A propósito do “Barco do Aborto”

Não serve este post para efectuar um pronunciamento sobre a situação de tal embarcação, nem para marcar posição sobre o Aborto (ou interrupção voluntária da gravidez ou massacre de criancinhas inocentes, como alguns exaltados ousam chamar). Não será difícil encontrar opiniões e posições cerradas sobre estes assuntos.

O único propósito deste post é mostrar a minha total falta de interesse pela forma como esta questão é debatida em Portugal. Saliento que acho a questão do Aborto bastante delicada, existindo fortes argumentos de ambas as partes. Penso também que não existe solução ideal e qualquer discussão séria tem de passar por admitir isso. Mas não queria entrar por aí, porque existem pessoas muito melhor habilitadas que eu para dar alguma luz ao assunto.

Gostaria de explicar porque me repugna a forma como a questão é debatida. Aparentemente, a discussão é feita com alguma elevação, porque não se tem caído em radicalismos e as trocas de argumentos são feitas com alguma ponderação e inteligência. Mas não esqueço o que aconteceu há alguns anos atrás a propósito do referendo sobre a despenalização da interrupção voluntária da gravidez. Na altura, as posições estavam bastante mais acirradas e a argumentação chegou a vários extremos, com intensa dramatização de ambas as partes.

Ingenuamente, também me deixei envolver pela discussão. Lembro-me que, apesar de tudo, se conseguiam alguns consensos: deviam ser criadas condições para que o número de mulheres que chegasse à situação de ter de abortar fosse reduzido ao mínimo, incidindo na educação sexual e outras variantes. E todas as partes iam envidar esforços nesse sentido. Eu acreditei...

Os maus sinais começaram logo quando se conheceram os resultados do referendo. Numa estação de TV, que não recordo qual, estavam dois extensos painéis de comentadores “de elite”. Ao serem anunciados os resultados, a bancada do NÃO, vitoriosa, manifestou-se efusivamente, como se tivesse sido golo da selecção. Apenas uma pessoa se manteve serena nesse lado, o que chamou a atenção de um jornalista, que foi perguntar se não tinha ficado satisfeita com os resultados, porque não ter acompanhado os outros broncos.
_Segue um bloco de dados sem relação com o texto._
PR #259, opened 2020-08-16
Add number of recent games KMQ fact

Brainicism:


src/fact_generator.ts
```diff
@@ -388,3 +388,13 @@ async function genderGamePreferences(): Promise<string[]> {
     const femaleProportion = (100 * (femaleCount / preferenceCount)).toFixed(2);
     return [`KMQ Fact: ${femaleProportion}% of servers play with only girl group songs, while ${maleProportion}% play with boy groups only!`]
 }
+
+async function recentGames(): Promise<string[]> {
+    const oneWeekPriorDate = new Date();
+    oneWeekPriorDate.setDate(oneWeekPriorDate.getDate() - 7);
```
taahamahdi, line 394: Since you are setting the date, shouldn't this be mutable?

PR #263, opened 2020-08-17
Convert mp3 files to opus for less CPU usage (hopefully)

taahamahdi:


taahamahdi:
Breaks volume control entirely.

PR #297, opened 2020-09-09
Use dotenv instead of config json

Brainicism:
- Use dotenv instead of config json
- Modify tsconfig to not include src/ in build/ to make directory structure level with both tsc and ts-node


taahamahdi (approved):
###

A pessoa disse que sim, mas a delicadeza da questão e o respeito pela outra bancada não permitiam fazer tais festejos (falo de memória, pelo que os factos podem ter sido um pouco diferentes, mas penso que transmiti a essência).

Mas a reacção da bancada do SIM também não me agradou. Na altura não consegui perceber bem a razão, mas já se delineava um afastamento da questão de fundo. Mas aquela gente, de ambas as partes, andaram a discutir o quê? Comecei a pensar que a verdadeira motivação da discussão tinha sido o prazer do confronto, sendo a questão do aborto um mero pretexto. Com o passar do tempo, tal ideia intensificou-se, quando as tais medidas consensuais, que todos tinham aprovado e referido a urgência em implementar, iam ficando esquecidas.

Já sobre o referendo acerca da Regionalização algo semelhante se passou. Todos estavam de acordo que era essencial descentralizar, se não fosse através da regionalização seria com outras medias. O tempo passou e nada foi feito. Lembro-me apenas de um comentador chamar a atenção para estas situações publicamente. Questões que causam uma intensa polarização na sociedade, em que se prometem medidas, mas depois passa o interesse da causa e todos parecem ter esquecido o que disseram.

Um povo (elites incluídas) que apenas tem energia para o confronto mas que mostra repulsa em deitar mãos à obra e pensar seriamente nas situações, para além de impulsos passageiros, não está condenado a nada de bom.